Heritage at Risk: Conservation Areas

Conservation areas are those places within villages, towns and cities which are especially valued for their historic character and associations. Like other elements of our environment, they change over time, in both positive and negative ways. What makes them special is the combination of buildings, streets, spaces and archaeology, which we enjoy, work and live in.

Change in conservation areas can be negative, either through inappropriate new development, neglect or deliberate damage and can have a very real effect upon the way the community thrives or feels about their area. When conservation areas become at risk, this can signify or contribute to an area's social or economic decline.

Aerial view of Alston

The market town of Alston is nestled high on the expansive moors of the north Pennines in Cumbria. It is a rugged place exploited and shaped over millennia for its rich mineral wealth of lead and silver. Today the community are working together to grow the town’s visitor economy and to conserve Alston’s industrial legacy and distinctive character.

The Current Situation

In 2013 the number of conservation areas at risk has fallen slightly to 510 from 524 in 2012. Although 66 conservation areas were added to the Heritage at Risk Register in 2013, 80 have successfully been removed from it. This means that 6.2% of England's conservation areas are now considered to be at risk.  As economic conditions improve, the vitally necessary work of looking after historic places will hopefully increase, contributing positively to a sustainable future for England's unique rural and townscape heritage.

In spite of reducing resources, local authorities have continued to carry out surveys of their conservation areas.

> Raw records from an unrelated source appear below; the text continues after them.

PR #4211, opened 2026-05-04
SNOW-3473261: Add Iceberg tag time travel via version_tag

sfc-gh-igarish:
## Summary

Add Iceberg tag time travel via a ``version_tag=`` parameter that emits
Snowflake's released `AT(VERSION_TAG => '<name>')` clause — the tag-only
form of Iceberg time travel (Spark Iceberg's
`VERSION AS OF '<tag_name>'` for tag reads).

**Scope: tag reads only.** Branch reads are deferred until Snowflake's
unified `VERSION_REF` syntax (which subsumes branch + tag) ships; the
Python kwarg `version_tag` and SQL `VERSION_TAG` keyword match
Snowflake's already-released grammar, so this PR can land independently.

This is the tag-only companion to the merged snapshot-id PR (#4231) and
mirrors that PR's surface decisions point-for-point:

* `version_tag` is **hidden behind `**kwargs`** on `Session.table()`,
  `DataFrameReader.table()`, and `Table.__init__()` — consumed by Snowpark
  Connect, **not** part of the advertised public Snowpark Python surface
  yet. Direct callers can still pass it; the doc page just doesn't list it.
* Reader option aliases `version_tag` and `version-tag` (matching the
  existing `snapshot-id` / `snapshot_id` style). Both auto-set
  `time_travel_mode='at'` since tag reads are positional (bound to a
  specific snapshot), not range-of-time.
* **No AST proto changes.** The field travels through `**kwargs` the
  same way `version=` does — keeps the AST surface minimal and lets the
  monorepo generate any AST coverage later if/when this becomes a
  first-class API.
* **No CHANGELOG entry** — internal kwargs surface, not customer-visible
  (matches PR #4231).

## Validation

* `time_travel_mode='before'` is rejected — tag reads are positional, not
  range-of-time.
* `version_tag` is mutually exclusive with `statement`, `offset`,
  `timestamp`, `stream`, and `version`.
* Non-string and empty `version_tag` values are rejected.
* When provided without a mode, defaults to `'at'` (same shape as
  `version=`).

## Test plan

- [x] Unit tests in `tests/unit/test_utils.py`:
      `test_time_travel_version_tag` (SQL emission, mutual exclusion,
      mode validation, type / empty validation) and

Surveys have now been completed for almost 8,200 (83%) conservation areas across the country. This has helped English Heritage to gain a clear picture of how these important places and areas are sustaining themselves.

The Continuing Challenge

There is no single reason why a conservation area becomes at risk. Many factors can contribute to this, but a common one continues to be the challenging economic climate, particularly in relation to town and city centres.

As economic conditions improve, the vitally necessary work of looking after historic places will hopefully increase. contributing positively to a sustainable future for England's unique rural and townscape heritage.